(Saved entries)
PR #8138, opened 2021-04-05
RFC: settings refactor

dannycoates:
I noticed while working on #8055 that we do a lot of our "heavy lifting" from within the react components, which so far has been _fine_, but doing so makes them less resilient to low level changes and testing them is heavy because of how much needs to be mocked.

I present a sketch for how we could push down that work to a lower level so that the component can be lighter and more resistant to changes like #8055 in the future.

The idea is that the `Account` class exposes an api that components can easily call / mock, while internally handling the server calls, cache updates, etc. So instead of a component using apollo or authClient and passing in data from Account, it just calls a function, like `account.changePassword(...)`. All we'll need in components is `useAccount`.

This will eliminate the need for `MockedCache` in tests, instead just mocking the parts of Account in use via an `AccountContext.Provider`

As for "why now?"... I broke a lot of the component tests with #8055 and I need to fix those anyway, so I'd rather do it like this than kick the can down the road. It'll be a big diff but not much more work than is required anyway.

### DIFF
--- a/packages/fxa-settings/src/components/PageChangePassword/index.test.tsx
+++ b/packages/fxa-settings/src/components/PageChangePassword/index.test.tsx
@@ -6,7 +6,6 @@ import 'mutationobserver-shim';
 import React from 'react';
 import '@testing-library/jest-dom/extend-expect';
 import { act, fireEvent, screen, wait } from '@testing-library/react';
-import { AuthContext, createAuthClient } from '../../lib/auth';
 import { HomePath } from '../../constants';
 import { MockedCache, renderWithRouter } from '../../models/_mocks';
 import PageChangePassword from '.';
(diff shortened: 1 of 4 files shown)


vbudhram (commented):
@dannycoates This approach seems much more straightforward IMO, I say we refactor to use this pattern 👍🏽

jaredhirsch:
Big +1 to the idea of factoring out presentation code from network accesses and data transformation.

It seems like an ADR is probably warranted: we're getting into the ill-defined part of React-based apps, and I imagine a lot of people on the team will have opinions. Also, anyone who rotates onto settings work will need to understand the decision and context.

This PR seems like a good step forward, and I think it's probably fine to land this change in parallel with figuring out the long-term vision through the ADR discussion process. Even if we wind up splitting the model here into functional slices, this step is a starting point that improves short-term maintainability.

I do wonder if this Account model might be too big and too much like an "everything" global object. Rather than one huge model that acts as a generalized facade for apollo and/or the auth server, might make sense to also consider smaller 'view models' that are page- or component-based. Here's an interesting recent article on front-end architecture for Apollo React apps, by someone on the Apollo developer relations team. I'm not sure I agree with all the suggestions here, but worth considering that they suggest keeping the data layer close to the presentational layer (see the "Concern — Presentation components" section): https://www.apollographql.com/blog/apollo-client-client-side-architecture-basics/

Finally, for historical reference, Shane leaned on the approach described in the now-vintage 'scalable front-end architecture' talk, which is still a pretty interesting read: https://www.slideshare.net/nzakas/scalable-javascript-application-architecture/. (2009 omg!)

dannycoates:
> I do wonder if this Account model might be too big and too much like an "everything" global object

I agree. I think it's small enough now for a flat structure but we shouldn't be afraid to break it up or design it in a way that doing so would be hard. Conversely I've seem models get weird when things are split up prematurely. I think a single Account model is a good first step, even if it doesn't last very long.

dannycoates:
closing as "question answered"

> DIRECTIONS: Each line of the data that holds the word "think" should be copied.

> SOLUTION FOR THIS PROBLEM:
This PR seems like a good step forward, and I think it's probably fine to land this change in parallel with figuring out the long-term vision through the ADR discussion process. Even if we wind up splitting the model here into functional slices, this step is a starting point that improves short-term maintainability.
I agree. I think it's small enough now for a flat structure but we shouldn't be afraid to break it up or design it in a way that doing so would be hard. Conversely I've seem models get weird when things are split up prematurely. I think a single Account model is a good first step, even if it doesn't last very long.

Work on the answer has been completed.